(Stored data entries)
※ ※ ※

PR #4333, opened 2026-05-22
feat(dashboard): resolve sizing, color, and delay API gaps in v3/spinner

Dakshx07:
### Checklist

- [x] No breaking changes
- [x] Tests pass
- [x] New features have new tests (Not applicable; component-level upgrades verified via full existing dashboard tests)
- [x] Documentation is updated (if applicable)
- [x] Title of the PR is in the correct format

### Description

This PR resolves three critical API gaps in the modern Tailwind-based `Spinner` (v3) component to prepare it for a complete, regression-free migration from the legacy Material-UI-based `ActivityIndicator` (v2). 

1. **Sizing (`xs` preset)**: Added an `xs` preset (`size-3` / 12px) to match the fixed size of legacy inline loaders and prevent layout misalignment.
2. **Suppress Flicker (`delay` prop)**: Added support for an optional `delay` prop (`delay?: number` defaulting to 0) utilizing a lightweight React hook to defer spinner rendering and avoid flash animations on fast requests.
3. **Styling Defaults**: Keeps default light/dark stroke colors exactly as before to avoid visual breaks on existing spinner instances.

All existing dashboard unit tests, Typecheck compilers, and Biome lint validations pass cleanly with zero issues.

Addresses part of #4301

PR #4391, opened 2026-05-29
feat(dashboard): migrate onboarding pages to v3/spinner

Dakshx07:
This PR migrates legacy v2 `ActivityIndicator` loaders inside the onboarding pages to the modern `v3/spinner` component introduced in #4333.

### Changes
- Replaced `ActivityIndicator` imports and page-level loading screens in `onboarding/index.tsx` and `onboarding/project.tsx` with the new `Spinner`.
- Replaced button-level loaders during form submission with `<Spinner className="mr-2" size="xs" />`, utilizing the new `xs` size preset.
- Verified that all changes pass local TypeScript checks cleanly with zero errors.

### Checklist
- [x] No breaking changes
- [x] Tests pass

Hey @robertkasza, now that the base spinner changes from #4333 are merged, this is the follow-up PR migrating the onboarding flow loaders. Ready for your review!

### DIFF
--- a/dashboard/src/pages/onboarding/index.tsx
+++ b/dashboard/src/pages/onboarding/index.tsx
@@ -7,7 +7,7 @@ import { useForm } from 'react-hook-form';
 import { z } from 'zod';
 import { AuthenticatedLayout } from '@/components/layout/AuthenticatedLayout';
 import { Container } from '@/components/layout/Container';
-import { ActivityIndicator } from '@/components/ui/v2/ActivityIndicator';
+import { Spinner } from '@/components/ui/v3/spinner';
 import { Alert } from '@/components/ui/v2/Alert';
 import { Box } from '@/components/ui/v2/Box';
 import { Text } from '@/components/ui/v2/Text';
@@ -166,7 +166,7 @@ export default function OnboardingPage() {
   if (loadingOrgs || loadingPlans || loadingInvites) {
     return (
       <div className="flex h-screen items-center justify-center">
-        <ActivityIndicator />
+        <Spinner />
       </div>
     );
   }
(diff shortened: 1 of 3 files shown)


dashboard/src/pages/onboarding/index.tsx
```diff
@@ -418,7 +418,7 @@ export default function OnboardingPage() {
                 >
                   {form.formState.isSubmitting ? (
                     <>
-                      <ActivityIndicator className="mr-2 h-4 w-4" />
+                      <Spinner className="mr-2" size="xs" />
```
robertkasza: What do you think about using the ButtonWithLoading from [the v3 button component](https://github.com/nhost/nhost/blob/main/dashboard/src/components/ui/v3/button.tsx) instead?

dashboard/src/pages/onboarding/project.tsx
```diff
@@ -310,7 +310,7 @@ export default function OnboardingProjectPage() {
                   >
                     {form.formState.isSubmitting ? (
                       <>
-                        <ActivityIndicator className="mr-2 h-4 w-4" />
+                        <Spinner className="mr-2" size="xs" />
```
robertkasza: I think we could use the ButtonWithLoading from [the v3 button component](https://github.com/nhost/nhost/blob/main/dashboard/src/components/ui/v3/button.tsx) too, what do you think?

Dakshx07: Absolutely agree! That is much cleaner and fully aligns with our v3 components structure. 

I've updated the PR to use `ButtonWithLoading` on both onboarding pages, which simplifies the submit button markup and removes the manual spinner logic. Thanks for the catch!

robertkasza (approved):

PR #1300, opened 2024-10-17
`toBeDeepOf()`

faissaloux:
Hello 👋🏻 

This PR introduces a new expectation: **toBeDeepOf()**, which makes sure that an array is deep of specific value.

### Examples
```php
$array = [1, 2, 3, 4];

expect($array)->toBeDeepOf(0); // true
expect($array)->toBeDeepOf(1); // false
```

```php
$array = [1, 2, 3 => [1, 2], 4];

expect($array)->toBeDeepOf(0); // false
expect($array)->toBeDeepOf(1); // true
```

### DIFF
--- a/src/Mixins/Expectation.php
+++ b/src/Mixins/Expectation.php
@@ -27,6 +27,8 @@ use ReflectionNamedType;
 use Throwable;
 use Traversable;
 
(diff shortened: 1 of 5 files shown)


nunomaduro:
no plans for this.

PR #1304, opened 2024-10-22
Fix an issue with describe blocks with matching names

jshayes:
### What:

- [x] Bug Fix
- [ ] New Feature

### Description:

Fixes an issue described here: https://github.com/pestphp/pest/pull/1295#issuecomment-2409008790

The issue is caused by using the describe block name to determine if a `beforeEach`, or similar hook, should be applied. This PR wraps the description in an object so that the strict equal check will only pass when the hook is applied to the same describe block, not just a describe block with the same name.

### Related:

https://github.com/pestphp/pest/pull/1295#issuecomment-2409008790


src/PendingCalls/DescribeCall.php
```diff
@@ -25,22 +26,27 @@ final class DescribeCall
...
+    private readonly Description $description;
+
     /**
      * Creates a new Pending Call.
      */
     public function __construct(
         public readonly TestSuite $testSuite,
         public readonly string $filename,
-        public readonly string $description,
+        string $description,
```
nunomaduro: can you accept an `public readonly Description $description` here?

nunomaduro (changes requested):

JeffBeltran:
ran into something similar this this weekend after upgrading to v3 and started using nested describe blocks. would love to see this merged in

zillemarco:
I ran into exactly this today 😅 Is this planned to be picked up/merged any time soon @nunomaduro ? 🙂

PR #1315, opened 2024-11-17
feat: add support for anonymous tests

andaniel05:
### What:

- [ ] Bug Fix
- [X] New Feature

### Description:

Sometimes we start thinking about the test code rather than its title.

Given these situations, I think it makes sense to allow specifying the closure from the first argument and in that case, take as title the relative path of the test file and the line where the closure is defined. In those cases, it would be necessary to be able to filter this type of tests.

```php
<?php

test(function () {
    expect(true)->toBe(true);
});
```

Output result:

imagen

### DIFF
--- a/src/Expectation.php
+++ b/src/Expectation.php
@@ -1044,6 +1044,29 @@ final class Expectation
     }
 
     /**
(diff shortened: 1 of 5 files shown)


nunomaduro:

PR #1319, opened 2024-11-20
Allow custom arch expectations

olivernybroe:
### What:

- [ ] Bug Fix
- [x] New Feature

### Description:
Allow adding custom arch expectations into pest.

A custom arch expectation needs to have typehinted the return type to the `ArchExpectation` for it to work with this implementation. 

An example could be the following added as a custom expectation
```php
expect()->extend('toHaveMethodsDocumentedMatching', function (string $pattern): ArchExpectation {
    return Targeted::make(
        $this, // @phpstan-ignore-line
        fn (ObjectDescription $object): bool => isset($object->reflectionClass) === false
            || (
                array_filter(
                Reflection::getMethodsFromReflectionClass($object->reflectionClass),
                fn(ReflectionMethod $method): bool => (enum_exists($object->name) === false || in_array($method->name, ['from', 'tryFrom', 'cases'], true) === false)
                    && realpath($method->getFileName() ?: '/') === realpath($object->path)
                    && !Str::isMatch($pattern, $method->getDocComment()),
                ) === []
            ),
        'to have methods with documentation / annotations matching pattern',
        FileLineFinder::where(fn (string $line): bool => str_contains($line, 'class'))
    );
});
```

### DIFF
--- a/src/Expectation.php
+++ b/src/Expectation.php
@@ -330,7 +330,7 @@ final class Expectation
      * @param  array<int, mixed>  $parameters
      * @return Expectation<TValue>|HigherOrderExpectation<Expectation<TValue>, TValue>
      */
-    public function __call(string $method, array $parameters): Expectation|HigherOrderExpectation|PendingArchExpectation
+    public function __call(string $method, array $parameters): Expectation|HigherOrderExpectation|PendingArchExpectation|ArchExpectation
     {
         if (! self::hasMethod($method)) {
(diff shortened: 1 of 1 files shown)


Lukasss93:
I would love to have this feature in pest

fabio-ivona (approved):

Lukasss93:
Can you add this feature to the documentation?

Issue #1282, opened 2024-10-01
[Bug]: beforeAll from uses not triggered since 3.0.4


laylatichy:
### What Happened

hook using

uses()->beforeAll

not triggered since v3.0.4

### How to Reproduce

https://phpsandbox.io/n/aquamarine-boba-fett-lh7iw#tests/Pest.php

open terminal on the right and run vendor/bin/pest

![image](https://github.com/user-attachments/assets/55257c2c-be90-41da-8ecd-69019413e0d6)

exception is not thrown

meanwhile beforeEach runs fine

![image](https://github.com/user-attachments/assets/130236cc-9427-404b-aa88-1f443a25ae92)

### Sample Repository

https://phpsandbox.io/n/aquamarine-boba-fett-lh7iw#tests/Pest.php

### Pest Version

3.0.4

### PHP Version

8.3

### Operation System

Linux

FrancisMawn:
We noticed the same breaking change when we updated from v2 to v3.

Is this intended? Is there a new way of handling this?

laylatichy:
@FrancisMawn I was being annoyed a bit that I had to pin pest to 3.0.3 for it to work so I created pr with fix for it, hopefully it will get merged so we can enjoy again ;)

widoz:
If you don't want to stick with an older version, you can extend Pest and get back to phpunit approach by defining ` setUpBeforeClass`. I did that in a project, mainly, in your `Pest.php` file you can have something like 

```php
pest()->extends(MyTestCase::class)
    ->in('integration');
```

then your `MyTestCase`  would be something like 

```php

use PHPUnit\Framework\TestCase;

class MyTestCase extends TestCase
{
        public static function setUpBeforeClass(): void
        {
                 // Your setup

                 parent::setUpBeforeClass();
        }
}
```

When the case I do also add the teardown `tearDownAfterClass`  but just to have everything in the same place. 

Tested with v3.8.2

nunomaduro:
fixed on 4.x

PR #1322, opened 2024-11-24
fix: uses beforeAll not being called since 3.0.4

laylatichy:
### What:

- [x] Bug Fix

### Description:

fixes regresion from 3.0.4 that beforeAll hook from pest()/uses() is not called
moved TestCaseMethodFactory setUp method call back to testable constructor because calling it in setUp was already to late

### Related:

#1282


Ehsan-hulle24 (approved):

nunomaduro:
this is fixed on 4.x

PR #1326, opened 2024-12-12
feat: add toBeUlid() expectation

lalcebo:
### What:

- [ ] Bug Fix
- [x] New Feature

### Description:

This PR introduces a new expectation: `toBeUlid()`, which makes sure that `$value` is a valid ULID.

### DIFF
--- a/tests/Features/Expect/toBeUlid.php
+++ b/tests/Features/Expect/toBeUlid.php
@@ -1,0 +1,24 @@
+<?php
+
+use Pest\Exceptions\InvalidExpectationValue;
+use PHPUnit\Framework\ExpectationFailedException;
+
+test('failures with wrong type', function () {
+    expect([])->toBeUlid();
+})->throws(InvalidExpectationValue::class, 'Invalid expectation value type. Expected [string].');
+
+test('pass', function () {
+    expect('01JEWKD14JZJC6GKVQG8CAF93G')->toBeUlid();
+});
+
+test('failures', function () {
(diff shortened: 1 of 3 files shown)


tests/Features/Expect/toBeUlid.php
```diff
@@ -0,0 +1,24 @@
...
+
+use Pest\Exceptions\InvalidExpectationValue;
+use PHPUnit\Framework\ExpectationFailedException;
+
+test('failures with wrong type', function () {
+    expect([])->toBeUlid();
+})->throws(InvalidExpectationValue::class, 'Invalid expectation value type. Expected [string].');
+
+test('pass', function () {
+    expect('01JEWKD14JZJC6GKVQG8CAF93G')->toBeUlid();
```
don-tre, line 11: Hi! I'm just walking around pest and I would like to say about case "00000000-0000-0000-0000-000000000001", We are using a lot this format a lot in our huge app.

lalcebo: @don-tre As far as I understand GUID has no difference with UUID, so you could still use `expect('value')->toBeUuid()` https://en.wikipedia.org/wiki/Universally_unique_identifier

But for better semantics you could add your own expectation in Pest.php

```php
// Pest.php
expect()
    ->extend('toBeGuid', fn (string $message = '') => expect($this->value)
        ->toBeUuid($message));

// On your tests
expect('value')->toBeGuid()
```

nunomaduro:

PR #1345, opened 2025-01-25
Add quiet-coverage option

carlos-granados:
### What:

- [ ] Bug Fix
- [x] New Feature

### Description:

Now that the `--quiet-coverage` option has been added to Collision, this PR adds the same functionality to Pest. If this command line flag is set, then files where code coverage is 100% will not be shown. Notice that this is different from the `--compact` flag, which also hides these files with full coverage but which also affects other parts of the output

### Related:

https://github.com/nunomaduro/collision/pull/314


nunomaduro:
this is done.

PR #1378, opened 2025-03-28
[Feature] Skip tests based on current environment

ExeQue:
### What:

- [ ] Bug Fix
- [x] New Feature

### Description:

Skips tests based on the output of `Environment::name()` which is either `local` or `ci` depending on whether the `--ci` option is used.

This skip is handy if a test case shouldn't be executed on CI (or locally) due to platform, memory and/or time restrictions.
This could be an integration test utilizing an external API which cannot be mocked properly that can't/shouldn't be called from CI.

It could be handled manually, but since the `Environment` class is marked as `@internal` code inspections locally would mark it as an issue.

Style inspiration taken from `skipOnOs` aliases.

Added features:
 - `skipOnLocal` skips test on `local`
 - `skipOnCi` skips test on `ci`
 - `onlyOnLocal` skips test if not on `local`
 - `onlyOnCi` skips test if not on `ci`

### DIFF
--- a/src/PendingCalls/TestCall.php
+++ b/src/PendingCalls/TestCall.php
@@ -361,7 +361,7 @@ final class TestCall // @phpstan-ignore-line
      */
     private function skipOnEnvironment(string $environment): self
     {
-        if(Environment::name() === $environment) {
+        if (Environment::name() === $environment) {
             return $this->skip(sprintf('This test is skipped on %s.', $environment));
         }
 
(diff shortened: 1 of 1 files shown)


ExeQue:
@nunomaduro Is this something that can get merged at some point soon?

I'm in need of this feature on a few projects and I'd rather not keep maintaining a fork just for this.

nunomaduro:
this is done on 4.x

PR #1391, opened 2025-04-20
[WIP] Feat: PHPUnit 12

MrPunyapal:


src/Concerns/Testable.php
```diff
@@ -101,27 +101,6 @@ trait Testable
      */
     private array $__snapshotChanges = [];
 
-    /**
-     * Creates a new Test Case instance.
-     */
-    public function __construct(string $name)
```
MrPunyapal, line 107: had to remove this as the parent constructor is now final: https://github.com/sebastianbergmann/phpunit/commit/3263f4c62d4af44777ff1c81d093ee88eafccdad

※ ※ ※

WORK INSTRUCTION - The answer must be every line of the data that contains the word "level".

WRITTEN RESPONSE -
- [x] New features have new tests (Not applicable; component-level upgrades verified via full existing dashboard tests)
- Replaced `ActivityIndicator` imports and page-level loading screens in `onboarding/index.tsx` and `onboarding/project.tsx` with the new `Spinner`.
- Replaced button-level loaders during form submission with `<Spinner className="mr-2" size="xs" />`, utilizing the new `xs` size preset.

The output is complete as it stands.